The comparison of China and Japan in the early 1970s points to another similarity. Throughout the 1970s, Japan’s economic growth slowed but maintained a solid pace of around 5%, and GDP per capita rose from below US$2,000 in 1970 to more than US$9,000 in 1980 (and further to about US$24,000 in 1989). Japan clearly emerged from the middle-income trap during the 1980s—still a goal for China.
Policy action is the key
Whether the similarities noted above between China and Japan continue in the near term depend critically on the actions taken by Chinese policymakers in the coming years.
Japan’s experience in the early 1970s suggests that China is likely to grow at a slower but still a decent pace of 6%-7% for the rest of this decade (see our Special Report “China’s growth trend to slow below 7%,” February 1, 2013). Urbanization is key for future growth. But in our view, two transitions are critical to China’s economic restructuring efforts.
The first is technological innovation and industry upgrade. In the past decade, China has gradually moved up the production ladder, from low-end production to manufacturing electrical equipment and high-tech products. There is still room to move up to the high end of the production ladder, like Japan did in the 1970s and 1980s.
The second is more balanced growth across the region. China is a large country, and the stage of development differs considerable across regions (see our research note “China: going inland,” March 11, 2012). GDP per capita reached US$9,000 in Eastern China in 2012, but was only about US$5,000 in the central and western parts of China. Although production costs have generally increased in China, there is sufficient room for industry relocation within the country (rather than moving outside of the country as happened in Japan).

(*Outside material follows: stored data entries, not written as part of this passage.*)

Issue #1495, opened 2023-04-08
[Bug]: Mouse clicks aren't consumed when llua_mouse_hook returns true. (X11)


ErskaConti:
### What happened?

I noticed the (awesome) implementation of Mouse Events recently added to Conky.

but I think due to this being so new documentation does not exist... so i printed all the args passed to lua and explored stuff...

now I also love the fact that I can click-through the Conky window. but I'll want to consume^(aka, skip pass-through) the clicks from time to time.

I was expecting the event to be consumed by `return true;` in the hook-function. (I also tried `return false;`)

On a sidenote, each click-through also triggers Leave-Enter events (at least on KDE) as the desktop is selected so as to trigger the click on it.

### Version

conky-cairo 1.19.0-1 (AUR)

### Which OS/distro are you seeing the problem on?

Arch Linux

ErskaConti:
I upgraded my computer, which lead to re-installation of stuff.

now I'm running in OpenBox (ran in KDE^(why the f did I forget to say that) before) .

```
function mouse_hook(args)

  return true;
end
```

does consume clicks. 

so seems to work as expected under OpenBox.

***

Turning possibility into reality is not an easy task, especially as China’s structural slowdown is accompanied by mounting financial imbalances. In the near term, overcapacity and decline in the rate of return on investment are the major challenges to be addressed by policymakers, and rising debt in the corporate sector and local governments needs to be contained and gradually reduced. In our view, this would require reform not only on the economic front (e.g., fiscal reform, land reform, financial reform, and SOE reform), but also social reform (e.g., hukou reform) and governmental reform (e.g., changing the role of the government and de-monopolizing). The list of tasks is daunting, but policy inaction could be even more dangerous.